The woman rigidly sitting upright wearing dark glasses. She mutters continuously while staring straight ahead and has long straw-like yellow hair and a basket covered in a trash bag.
The man who stands in the glass doorway with his arms inside his sleeves and his hands down his pants.
The man with growths all over his body and a woman too wide in the ass region to step through a door without turning sideways. She yells at him and asks him lots of questions, almost like she’s quizzing him.
The woman that sat next to me and looked like a raisin. She said she’d been on the bus for four days coming back from Tampa to visit her mother who was 99 and dying. Terrible cough, delirious with sleep deprivation, fingernails long and textured, and a terrible itch on her left wrist that she would scratch for minutes on end, her dry skin rasping and flakes that would fly off and cover her purse, which she would then scratch/brush onto the ground. Yum. A nice person, though.
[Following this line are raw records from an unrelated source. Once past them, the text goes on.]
Issue #301, opened 2026-08-03
board: add Planning column, collapse Backlog into Todo, and reduce New Task to a single prompt box


oxoxDev:
Part of the MVP spec epic #183 (§3 Task Board). Filed separately because it is concrete, small, and unblocked — unlike §4, which waits on #243.

## Current state

`TASK_COLUMNS` today is `backlog · todo · in_progress · paused · in_review · done`. Against the spec's `Todo · Planning · In Progress · Paused · In Review · Done`, that means **only Planning is missing**, plus the Backlog→Todo collapse. The To-do column and the `+`-restricted-to-Todo rule already shipped in #206/#215, and Paused already exists (#111).

## Work

1. **Add `planning`** between `todo` and `in_progress`. `BOARD_COLUMNS` in `src/ports/tasks.rs` is the source of truth and the REST write boundary rejects unknown columns, so the host and console must change together.
2. **Collapse Backlog into Todo.** Read the note below first — this one has a consequence.
3. **Reduce the New Task modal to a single free-text prompt and a Create button.** It currently carries Title, Note and Priority. The assignee picker added in #278 lives on the *edit* dialog and card detail; that stays.

## The coupling nobody has flagged

`backlog` is documented as where the lifecycle **returns work that needs another pass** — a failed dispatch, or an orchestrator `revise` verdict. Collapsing it into Todo removes the column that failure path currently targets.

So this issue must decide where a revised or failed task goes: back to Todo alongside genuinely new work, or to a distinct state. Shipping the collapse without answering that silently changes failure behaviour. Say which was chosen and why in the PR.

## Acceptance criteria

- [ ] Board renders the six spec columns in order; host and console agree on the set
- [ ] `+` appears only on Todo (already true — assert it still holds)
- [ ] New Task modal contains only a prompt input and Create; a created card lands in Todo
- [ ] A created card does **not** dispatch — entering `in_progress` remains the only dispatch trigger, and a regression test asserts no `TaskDispatched` fires on create
- [ ] The revise/failed-dispatch destination is explicitly chosen, implemented, and tested
- [ ] Existing cards in `backlog` are migrated, not orphaned

## Notes

The spend gate matters here: dropping a card into `in_progress` is what spends money. Nothing in this issue may weaken that. Auto-advance is §4's subject and is blocked on #243.

Scope: **medium**.

Issue #269, opened 2026-08-02
bug: TaskEditDialog renders Column and Priority blank on open


oxoxDev:
## Summary

`TaskEditDialog`'s Column and Priority selects render blank every time the dialog opens, even though the task being edited has both.

`draft` starts as `{}`, so `<Select value={draft.column}>` sees `undefined` on first render. Base UI latches the select as *uncontrolled* at that point and then ignores the seeding effect that runs a tick later. Confirmed by DOM probe: `#task-column` renders `<span data-placeholder>` with no value.

The assignee select in the same dialog is immune only because it binds `draft.assignee ?? ""` rather than a bare `undefined`.

Pre-existing on `upstream/main`; found while working #263 and deliberately left alone as out of scope there.

## Reproduction

1. Console → Tasks → open any card's edit dialog.
2. Column and Priority both show placeholder text rather than the card's actual values.
3. Saving without touching them is fine (the diff-PATCH from #263 omits unchanged fields), but the operator cannot see what the current values are.

## Expected behavior

Both selects show the task's current column and priority on open.

One-line fix each — bind through the seeded task the way the assignee field already does:

```tsx
value={draft.column ?? task.column}
value={draft.priority ?? task.priority}
```

Worth checking any other select in the console that binds a possibly-`undefined` draft field, since the failure is silent and looks like a styling issue rather than a state bug.

PR #354, opened 2026-08-04
fix(tasks): move a card from In review to Done by dragging it (#334)

### LINKED ISSUE #334: tasks: a card cannot be moved out of In review — drag to Done fails silently
## Summary

A task that reaches **In review** cannot be moved to **Done** from the console. Dragging the card onto Done appears to work and then does nothing — the column count does not change and the card stays put. No error, no toast, nothing in the UI to say why.

Found by QA on smoke1.

## Scope — read this before starting

The original report also said the Edit dialog has no status control. **That part does not reproduce.** `TaskEditDialog` renders Column, Priority and Assignee selects (`#task-column`, `#task-priority`, `#task-assignee`) on the build QA tested, and a related bug where those rendered blank was fixed in #269. So the Edit dialog is a working fallback today.

This issue is **only** the drag interaction, plus the silence around it.

## Why the silence is the worse half

The board writes a column change with `PATCH …/tasks/{id}`, and the host validates the target against `BOARD_COLUMNS`. A rejected or failed write currently produces no operator-visible signal on the drag path — the card simply snaps back. That is indistinguishable from "the app is frozen", and it is what makes this report read as *"there is no way to do this"* rather than *"this one gesture failed"*.

Worth checking as part of this: whether the drop is rejected client-side before any request is sent, or whether the request goes out and fails. The two need different fixes and only one of them is a host problem.

`in_review` and `done` are both legitimate columns in `BOARD_COLUMNS`, so the transition is not forbidden by the model.

## Acceptance

- [ ] Dragging a card from In review to Done moves it, and the counts update
- [ ] A drop the host refuses surfaces a reason rather than silently reverting
- [ ] The Edit dialog's Column control continues to work as the alternative path
- [ ] Verified in a browser — this is a drag interaction and is not observable any other way

## Verification

There is a Playwright harness at `frontend/test/e2e/`; CI does not run it, but it is how UI behaviour actually gets checked here. Isolate any local host with the `--home <dir>` flag.

## Related

- #269 — the Edit dialog blank-select bug (fixed), which is why the dialog is not in scope here
- #301 — board column rework (Planning column, Backlog→Todo); this should stay independent of it

M3gA-Mind:
Fixes #334

## Summary

A card in **In review** could not be dragged to **Done**: the drop appeared to work, the counts did not change, and nothing said why.

The issue asked which side refuses the drop — the host, or the console before any request goes out. I reproduced it in a headless Chromium with every drag event instrumented: **the console, before any request**. `PATCH …/tasks/{id}` is never sent. A host refusal, when one does happen, already surfaced correctly. Three separate causes, all console-side:

**1. The last column was mostly off-window.** `SidebarInset` is a flex item beside the sidebar, and a flex item's default `min-width: auto` floors it at its content's min-content width. That floor won: the inset measured a full window wide while starting a sidebar's width in from the left, so its trailing strip hung outside the window inside a wrapper that clips and cannot scroll. Those pixels were unreachable by any means. At 1280x800 the strip is 256px, and on the board it held the Done column. **Scrolled hard right, Done showed a 64px sliver** hugging the window edge. Every view was losing the same strip; the board is where #301's sixth column pushed real content into it.

**2. Nothing scrolled the board during a drag.** HTML5 drag-and-drop does not scroll a nested scroll container. Measured against a live drag session: the pointer parked on the board's right edge for 1.8s moved `scrollLeft` **0 → 0** of a possible 832. A column parked off-screen could not be reached by the very gesture the board's own hint recommends.

**3. Every miss was silent.** `moveTo` read the dragged card's id out of React state alone and returned wordlessly when it was absent — which it is for any drag that did not begin on a card. And the pixels between and around the columns had no drop handler at all, so a near miss did nothing and said nothing. With a 64px target, a near miss is the common case, not the rare one. That is what made one failed gesture read as *"there is no way to do this"* rather than *"this one gesture failed"*.

### What changed

* **`frontend/src/components/app-shell.tsx`** — `min-w-0` on `SidebarInset` removes the min-content floor, so the inset measures the space it actually has and the board's own `overflow-x-auto` handles the columns.
* **`frontend/src/views/TasksView.tsx`**
  * The board scrolls itself while a drag sits in an edge band, ramping from nothing at the band's inner lip to full speed hard against the edge (rAF-driven, torn down on dragend / dragleave / unmount).
  * A card stamps its id onto the drag's `dataTransfer` and the drop reads it back, with the old React state as the fallback. Filling the data store matters on its own too: a drag carrying nothing is aborted outright by Firefox and Safari, so the board's one documented gesture never even started there.
  * Columns claim their own drops; the board handles what is left over — the gap between two columns, the leading padding, the trailing gutter — and says the card has to land on a column.
  * Every exit from the move now speaks: a drop carrying no card, a card that has left the board, and a host refusal, which now names the card and the target column and carries the host's own words as the reason. The one deliberate silence is a card dropped back into its own column, which is a no-op rather than a refusal.

Every `dataTransfer` access is optional-chained: a real drag always carries one, a synthesized `DragEvent` does not, and the existing suite drives these handlers with synthesized events. Verified that path still moves the card.

### Measurements, before and after

| | before | after |
|---|---|---|
| Done column visible width, max scroll @ 1280px | 64px | 288px |
| `SidebarInset` right edge vs. window (1280px) | 1536 | 1280 |
| `scrollLeft` riding the right edge mid-drag | 560 → 560 | 560 → 832 |
| Drag In review → Done | no PATCH, no toast, counts unchanged | `PATCH {"column":"done"}`, In review 1→0, Done 1→2 |
| Released beside a column | silence | "Drop the card on a column to move it." |
| Host refuses with a 400 | bare message | names card + target column + host's reason, card rolls back |

### Scope

Only the drag interaction and the silence around it, as the issue directs. `TaskEditDialog`'s Column control is untouched and still works as the alternative path (#269). Independent of #301: this fixes the container the columns live in, not the column vocabulary.

## API Or Behavior Changes

No API change. The wire contract is untouched — the board still writes a column with `PATCH …/tasks/{id}` and the host still validates against `BOARD_COLUMNS`.

Console behavior changes:

* The app shell no longer extends past the right edge of the window. This affects every view, but only by removing overflow — no view loses width. Spot-checked Tasks, Team and Workflows: all sit exactly inside the window.
* The board scrolls itself when a drag is held near its left or right edge.
* A drop that cannot be applied now raises a message instead of reverting in silence. A card dropped back into its own column stays silent, as before.

## Tests

Run locally:

* `pnpm typecheck` — clean
* `pnpm typecheck:e2e` — clean
* `rustfmt --edition 2024 --check src/server/ops/write_test.rs` — clean

Added with the change:

* **`frontend/test/e2e/board-drag.spec.ts`** (new, 4 tests). The issue calls out that a drag is not observable any other way, and `frontend/test/e2e/` is where UI behaviour gets checked here. Drives a real browser against a live host: the shell no longer overshoots the window and Done is a full-width drop target; a card rides the board's edge from In review into Done, with the counts following and the host's own record confirming the move; a drop that misses every column surfaces a message and moves nothing; a refused move names the card, the column and the reason, and rolls back. CI does not run this suite.
* **`src/server/ops/write_test.rs::a_card_moves_from_in_review_to_done`** — pins the half of the report's question that *is* a host question: `in_review → done` is exactly the PATCH the drag sends, the write boundary accepts it, and the card lands in the terminal column and reads back from it. This one does run in CI.

## Documentation

No docs needed. The REST contract is unchanged, and no doc describes the console's drag mechanics — `docs/spec/runtime/ports.md` covers the column vocabulary and the write boundary, both untouched here. The reasoning for each fix is in the code comments and in the e2e spec's header, next to what it guards.

### DIFF
--- a/frontend/src/components/app-shell.tsx
+++ b/frontend/src/components/app-shell.tsx
@@ -536,7 +536,15 @@ export function AppShell({
         <SidebarRail />
       </Sidebar>
 
-      <SidebarInset className="min-h-0">
+      {/* `min-w-0`: the inset is a flex item beside the sidebar, and a flex
+          item's default `min-width: auto` floors it at its content's
+          min-content width. That floor won — the inset measured a full window
+          wide while sitting a sidebar's width to the right of the origin, so
+          its last ~256px hung past the right edge of the window inside a
+          wrapper that clips and cannot scroll. On the task board that clipped
+          strip held the "Done" column, which is why a card could not be dragged
+          into it (issue #334); every view was losing the same strip. */}
+      <SidebarInset className="min-h-0 min-w-0">
         <header className="flex h-14 shrink-0 items-center gap-2 border-b px-4">
           <SidebarTrigger className="-ml-1" />
           <h1 className="text-sm font-semibold">{TITLES[view]}</h1>
--- a/frontend/src/views/TasksView.tsx
+++ b/frontend/src/views/TasksView.tsx
@@ -1,4 +1,4 @@
-import { useCallback, useEffect, useRef, useState } from "react";
+import { type DragEvent, useCallback, useEffect, useRef, useState } from "react";
 import { Loader2, Play, Plus } from "lucide-react";
 
 import { createTask, listTasks, patchTask, type Task } from "@/api/tasks";
@@ -42,8 +42,44 @@ function readTaskDetailId(): string | null {
 /** How often to re-poll the board, so a dispatched card's result appears. */
 const POLL_MS = 4000;
 
+/**
+ * The MIME type a dragged card stamps its id onto (issue #334).
+ *
+ * The drop used to read the dragged id out of React state alone. That is a
+ * silent single point of failure: a drag that began on anything other than a
+ * card leaves the state null, and the drop handler then returned without a
+ * word. Putting the id on the drag itself makes a drop self-describing.
+ *
+ * Filling the data store at all matters for a second reason: a drag whose store
+ * is empty is aborted outright by Firefox and Safari, so the board's one
+ * documented gesture never even started there.
+ *
+ * Every read and write of it is optional-chained. A real drag always carries a
+ * `dataTransfer`; a synthesized `DragEvent` — which is how the e2e suite drives
+ * these handlers — does not, and the `dragId` fallback covers that case.
+ */
+const CARD_MIME = "application/x-opencompany-task";
+
+/**
+ * How near the board's left or right edge a drag has to come before the board
+ * starts scrolling itself, and how fast it goes once hard against that edge.
+ *
+ * The board is a horizontal scroller and, at six columns, wider than an
+ * ordinary window: the last column sits off the right edge. HTML5
+ * drag-and-drop does not scroll a nested scroll container on its own — a drag
+ * parked on the edge moves it zero pixels — so without this the far column
+ * cannot be reached by the very gesture the board's own hint recommends.
+ */
+const EDGE_BAND_PX = 72;
+const EDGE_SPEED_PX = 16;
+
 function priorityStyle(priority: string): string {
   return PRIORITY_STYLES[priority as keyof typeof PRIORITY_STYLES] ?? PRIORITY_STYLES.low;
+}
+
+/** A column's board label, for messages the operator reads. */
+function columnLabel(id: string): string {
+  return TASK_COLUMNS.find((c) => c.id === id)?.label ?? id;
 }
 
 /**
@@ -80,6 +116,14 @@ export function TasksView({
   // A real HTML5 drag fires a trailing click; suppress it so a drag never also
   // opens the detail dialog.
   const dragged = useRef(false);
+  // The horizontal scroller holding the columns, so a drag near its edge can
+  // scroll it (issue #334).
+  const boardRef = useRef<HTMLDivElement | null>(null);
+  // Pixels per frame the board is currently scrolling itself by, and the frame
+  // that is doing it. Both refs rather than state: this is driven by dragover
+  // at pointer rate and must not re-render the board on every move.
+  const edgeSpeed = useRef(0);
+  const edgeFrame = useRef<number | null>(null);
 
   const refresh = useCallback(async () => {
     try {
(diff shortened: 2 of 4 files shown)


M3gA-Mind:
@coderabbitai review

oxoxDev (commented):
Reproduced the layout claim in isolation (headless Chromium, 1280x800, the real `sidebar-wrapper` → `SidebarInset` → board class stack): inset `width 1280`, `right 1536`, overshoot **+256px**, Done visible at max scroll **64px**. Adding `min-w-0`: inset `1024`, overshoot **0**, Done **288px**, board max scroll 576 → 832. The `min-width: auto` diagnosis holds exactly, and `min-w-0` on the flex item is the conventional fix, not a narrower workaround. All three console-side causes are implemented, and each has an e2e test behind it.

- `nit` `frontend/src/views/TasksView.tsx:370` — the comment claims the cursor says "nothing over the dead pixels", but the board's own `onDragOver` (`:336`) calls `preventDefault()` unconditionally, so the gaps and trailing gutter *are* valid drop targets and inherit `effectAllowed="move"` — the cursor reads "move" there too. Behaviour is right (it's what lets the near-miss toast fire at all); the comment isn't.
- `nit` `src/server/ops/write_test.rs:321` — `tasks_crud_round_trips_under_both_scopes` (`:136`) already PATCHes `{"column":"done"}`, asserts 200 + the echo, and re-reads the board; its own inline comment labels that step "Drag (PATCH column)". The only delta here is seeding at `in_review`, and the boundary validates by `is_board_column` set membership with no transition rules — so this adds no coverage. The one novel claim is in the doc at `:319` ("no dispatch fires behind it"), which the test never asserts. Assert the journal has no `dispatched` entry (as `board-columns.spec.ts` does for Planning) and it earns its place; otherwise drop it.
- `nit` PR body, "API Or Behavior Changes" — "only by removing overflow — no view loses width" understates it. The inset's layout box goes 1280 → 1024 at a 1280px viewport, so every view reflows into 256px less; what is unchanged is *visible* width. Net improvement, since that strip was clipped before — but three views spot-checked out of ~25, for a global shell change with no e2e in CI, is thin. Worth a pass over the denser ones: Workflows canvas, Usage, Finances, Memory.
- `nit` `frontend/test/e2e/board-drag.spec.ts:85` — these drive real `page.mouse` drags, while `board-columns.spec.ts` (#301) states the opposite — that Playwright "does not drive React's HTML5 drag handlers reliably here" — and synthesizes `dragstart`/`dragover`/`drop`. No coverage conflict (Planning vs Done, and the `?? dragId` fallback keeps the synthesized path green — good call), but one of the two comments is now wrong. If real drags work, say so and retire #301's workaround; if they flake, these will, and CI runs neither suite so nobody will see it.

The young male hippie with a small backpack, no cell phone, and stringy hair.
The Australian woman traveling with Apple products.
The chatty Kentuckian with two tattoos with two different men’s names and a vaporizer that she’s passionate about who eats an entire Cinnabon then complains that her stomach is hurting.
The man who can’t get his change out of the Greyhound ticket machine and threatens to come in and run it over if he doesn’t get his money back.
The bus driver who likes to be called Todd and not bus driver.
The man with a laptop sitting in front of me who battled Greyhound wi-fi for the entire ride from Greenville to Charlotte.
Everyone else (like me) just trying to get from point A to point B.
I’m surprised Greyhound didn’t pay you not to post this. I’ll probably be traveling by train for my next vacation.
Having ridden the greyhound once for a week, I can totally relate to this. Hey, did ya’ll stop at 3 a.m. in Atlanta so the bus could be cleaned while you wandered around the scariest downtown bus station this side of Memphis?